◆ DATASET EXTRACT:
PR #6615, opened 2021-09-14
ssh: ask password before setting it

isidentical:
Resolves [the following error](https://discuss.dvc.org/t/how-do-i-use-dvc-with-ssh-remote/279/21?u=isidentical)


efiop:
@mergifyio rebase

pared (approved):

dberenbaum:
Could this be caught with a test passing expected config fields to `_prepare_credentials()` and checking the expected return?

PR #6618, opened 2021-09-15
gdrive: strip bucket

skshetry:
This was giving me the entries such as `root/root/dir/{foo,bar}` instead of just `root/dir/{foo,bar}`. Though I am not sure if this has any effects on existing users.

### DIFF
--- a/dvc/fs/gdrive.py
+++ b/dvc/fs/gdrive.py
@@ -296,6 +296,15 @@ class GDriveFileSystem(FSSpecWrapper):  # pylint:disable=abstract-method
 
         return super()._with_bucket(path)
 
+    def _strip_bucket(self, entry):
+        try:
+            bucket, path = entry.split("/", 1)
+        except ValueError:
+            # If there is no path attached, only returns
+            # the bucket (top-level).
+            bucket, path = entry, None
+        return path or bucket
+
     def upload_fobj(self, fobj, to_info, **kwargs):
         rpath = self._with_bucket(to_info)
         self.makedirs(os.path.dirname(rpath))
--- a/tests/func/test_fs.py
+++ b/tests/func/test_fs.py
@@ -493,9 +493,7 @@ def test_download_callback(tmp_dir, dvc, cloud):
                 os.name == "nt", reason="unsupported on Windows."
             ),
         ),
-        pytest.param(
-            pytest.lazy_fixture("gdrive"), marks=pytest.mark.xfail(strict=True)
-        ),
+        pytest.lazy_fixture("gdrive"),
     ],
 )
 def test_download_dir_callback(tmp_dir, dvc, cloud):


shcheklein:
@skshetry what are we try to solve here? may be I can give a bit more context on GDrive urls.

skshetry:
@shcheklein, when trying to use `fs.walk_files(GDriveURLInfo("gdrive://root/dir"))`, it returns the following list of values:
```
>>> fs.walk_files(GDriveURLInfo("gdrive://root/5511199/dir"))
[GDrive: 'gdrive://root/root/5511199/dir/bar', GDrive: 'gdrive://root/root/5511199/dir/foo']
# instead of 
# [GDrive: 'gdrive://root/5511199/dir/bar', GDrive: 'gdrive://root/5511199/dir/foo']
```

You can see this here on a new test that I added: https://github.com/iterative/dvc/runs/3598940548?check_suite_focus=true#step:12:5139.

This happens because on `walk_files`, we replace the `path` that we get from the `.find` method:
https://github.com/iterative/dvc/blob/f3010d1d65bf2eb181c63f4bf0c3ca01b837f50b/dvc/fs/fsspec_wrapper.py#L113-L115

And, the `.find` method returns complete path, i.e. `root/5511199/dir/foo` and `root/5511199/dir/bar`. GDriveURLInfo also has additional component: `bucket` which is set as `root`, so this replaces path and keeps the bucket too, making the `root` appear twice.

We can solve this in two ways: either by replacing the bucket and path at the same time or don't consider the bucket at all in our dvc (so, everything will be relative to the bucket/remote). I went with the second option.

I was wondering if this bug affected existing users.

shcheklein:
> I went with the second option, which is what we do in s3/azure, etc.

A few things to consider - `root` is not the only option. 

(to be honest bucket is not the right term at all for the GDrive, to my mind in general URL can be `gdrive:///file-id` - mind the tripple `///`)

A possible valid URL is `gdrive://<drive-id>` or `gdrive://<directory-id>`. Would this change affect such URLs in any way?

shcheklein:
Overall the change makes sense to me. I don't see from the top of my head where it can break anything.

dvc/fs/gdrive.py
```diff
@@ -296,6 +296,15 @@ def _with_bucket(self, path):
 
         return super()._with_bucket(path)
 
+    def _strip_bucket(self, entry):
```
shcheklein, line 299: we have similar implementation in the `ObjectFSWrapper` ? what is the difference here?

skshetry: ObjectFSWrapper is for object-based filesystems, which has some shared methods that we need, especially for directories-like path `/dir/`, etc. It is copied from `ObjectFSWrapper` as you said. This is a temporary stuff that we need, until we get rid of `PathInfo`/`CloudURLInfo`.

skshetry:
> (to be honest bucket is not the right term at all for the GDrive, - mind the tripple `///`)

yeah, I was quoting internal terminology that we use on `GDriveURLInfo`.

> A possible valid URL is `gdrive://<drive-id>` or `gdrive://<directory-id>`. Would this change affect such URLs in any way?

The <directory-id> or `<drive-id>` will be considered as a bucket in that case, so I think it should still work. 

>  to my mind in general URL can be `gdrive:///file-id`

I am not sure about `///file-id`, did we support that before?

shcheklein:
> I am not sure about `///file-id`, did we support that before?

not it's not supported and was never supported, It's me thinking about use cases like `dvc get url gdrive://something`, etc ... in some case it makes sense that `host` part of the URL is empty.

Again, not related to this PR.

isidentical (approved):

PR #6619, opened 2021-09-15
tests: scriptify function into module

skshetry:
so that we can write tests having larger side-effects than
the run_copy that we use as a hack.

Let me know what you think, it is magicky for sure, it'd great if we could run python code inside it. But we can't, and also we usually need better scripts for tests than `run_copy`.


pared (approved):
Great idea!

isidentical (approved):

◆ DIRECTIONS:
Quote exactly and only the lines from the one holding "the run_copy that we use as a hack." through the end of the data.

◆ ANSWER TO THE PROBLEM:
the run_copy that we use as a hack.

Let me know what you think, it is magicky for sure, it'd great if we could run python code inside it. But we can't, and also we usually need better scripts for tests than `run_copy`.


pared (approved):
Great idea!

isidentical (approved):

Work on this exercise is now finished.